* What is required: Identify all lines in the data containing the string "after". Copy them out.

Exercise data: Begin

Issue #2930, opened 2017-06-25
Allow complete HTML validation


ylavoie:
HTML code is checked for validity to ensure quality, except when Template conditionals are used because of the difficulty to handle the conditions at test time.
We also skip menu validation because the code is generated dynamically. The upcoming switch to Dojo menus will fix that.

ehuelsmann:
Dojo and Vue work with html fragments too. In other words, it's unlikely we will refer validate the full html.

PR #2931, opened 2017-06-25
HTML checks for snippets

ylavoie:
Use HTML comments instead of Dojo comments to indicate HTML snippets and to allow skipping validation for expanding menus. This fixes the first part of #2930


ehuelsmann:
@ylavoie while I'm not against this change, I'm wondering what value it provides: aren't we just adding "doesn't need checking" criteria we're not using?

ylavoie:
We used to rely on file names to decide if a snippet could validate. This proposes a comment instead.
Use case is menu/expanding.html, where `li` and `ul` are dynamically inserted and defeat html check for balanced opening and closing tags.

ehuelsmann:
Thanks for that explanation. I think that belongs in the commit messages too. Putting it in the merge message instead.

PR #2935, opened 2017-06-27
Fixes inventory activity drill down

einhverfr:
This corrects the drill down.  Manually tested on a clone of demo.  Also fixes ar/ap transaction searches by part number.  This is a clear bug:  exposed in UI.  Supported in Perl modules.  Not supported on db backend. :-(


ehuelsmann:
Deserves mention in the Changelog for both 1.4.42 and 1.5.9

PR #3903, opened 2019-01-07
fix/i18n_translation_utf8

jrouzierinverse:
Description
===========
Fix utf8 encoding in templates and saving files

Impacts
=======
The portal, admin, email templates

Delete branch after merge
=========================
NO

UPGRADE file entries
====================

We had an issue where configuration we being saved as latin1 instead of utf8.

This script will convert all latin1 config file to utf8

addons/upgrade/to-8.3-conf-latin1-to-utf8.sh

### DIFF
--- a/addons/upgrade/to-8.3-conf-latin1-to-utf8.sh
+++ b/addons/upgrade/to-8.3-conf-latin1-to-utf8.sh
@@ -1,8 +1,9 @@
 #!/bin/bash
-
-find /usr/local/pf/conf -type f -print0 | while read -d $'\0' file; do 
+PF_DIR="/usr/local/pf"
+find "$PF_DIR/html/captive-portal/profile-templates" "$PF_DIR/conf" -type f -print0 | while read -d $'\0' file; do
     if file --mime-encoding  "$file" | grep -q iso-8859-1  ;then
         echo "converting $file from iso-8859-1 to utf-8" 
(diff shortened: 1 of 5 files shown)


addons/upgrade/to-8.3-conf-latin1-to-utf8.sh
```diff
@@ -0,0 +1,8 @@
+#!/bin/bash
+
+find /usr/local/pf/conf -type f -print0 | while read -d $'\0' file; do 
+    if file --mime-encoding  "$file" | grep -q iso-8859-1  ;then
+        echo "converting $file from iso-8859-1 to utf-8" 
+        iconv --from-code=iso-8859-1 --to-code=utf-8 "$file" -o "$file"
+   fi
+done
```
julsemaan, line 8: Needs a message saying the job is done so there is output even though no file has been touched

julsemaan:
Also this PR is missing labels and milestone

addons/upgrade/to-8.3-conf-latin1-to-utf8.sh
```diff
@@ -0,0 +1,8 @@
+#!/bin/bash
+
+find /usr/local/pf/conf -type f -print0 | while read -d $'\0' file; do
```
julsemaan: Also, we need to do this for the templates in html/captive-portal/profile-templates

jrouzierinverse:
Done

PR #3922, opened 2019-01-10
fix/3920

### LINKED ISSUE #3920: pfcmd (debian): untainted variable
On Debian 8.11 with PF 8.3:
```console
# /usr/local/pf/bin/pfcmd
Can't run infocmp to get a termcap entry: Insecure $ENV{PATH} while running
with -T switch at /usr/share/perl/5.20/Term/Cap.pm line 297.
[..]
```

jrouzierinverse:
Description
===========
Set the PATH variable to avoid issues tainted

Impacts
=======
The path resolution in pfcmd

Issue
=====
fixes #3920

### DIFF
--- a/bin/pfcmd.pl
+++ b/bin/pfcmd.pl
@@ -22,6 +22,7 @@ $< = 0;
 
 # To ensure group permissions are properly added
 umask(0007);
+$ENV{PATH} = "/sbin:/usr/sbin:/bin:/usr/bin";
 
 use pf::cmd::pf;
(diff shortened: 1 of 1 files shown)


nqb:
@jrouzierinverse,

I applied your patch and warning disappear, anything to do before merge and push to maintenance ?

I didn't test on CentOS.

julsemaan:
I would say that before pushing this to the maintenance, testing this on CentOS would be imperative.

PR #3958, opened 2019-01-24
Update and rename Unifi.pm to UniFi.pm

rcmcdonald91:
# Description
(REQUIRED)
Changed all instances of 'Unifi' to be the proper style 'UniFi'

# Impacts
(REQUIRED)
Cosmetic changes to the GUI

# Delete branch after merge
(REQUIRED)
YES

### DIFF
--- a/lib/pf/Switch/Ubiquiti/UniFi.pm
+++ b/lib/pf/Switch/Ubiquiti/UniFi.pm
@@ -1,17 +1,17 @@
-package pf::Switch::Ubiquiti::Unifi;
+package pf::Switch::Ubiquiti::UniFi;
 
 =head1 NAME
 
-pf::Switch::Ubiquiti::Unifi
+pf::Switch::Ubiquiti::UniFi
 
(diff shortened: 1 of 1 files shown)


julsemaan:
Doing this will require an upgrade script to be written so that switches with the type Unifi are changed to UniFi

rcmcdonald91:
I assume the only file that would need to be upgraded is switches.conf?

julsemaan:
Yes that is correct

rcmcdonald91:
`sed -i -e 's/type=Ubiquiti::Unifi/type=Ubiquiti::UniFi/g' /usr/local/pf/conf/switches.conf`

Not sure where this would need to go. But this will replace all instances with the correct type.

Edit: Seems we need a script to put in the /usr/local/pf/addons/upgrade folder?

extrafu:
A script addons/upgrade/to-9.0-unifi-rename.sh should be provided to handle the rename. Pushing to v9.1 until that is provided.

Exercise data: End

* Solved exercise:
Delete branch after merge
# Delete branch after merge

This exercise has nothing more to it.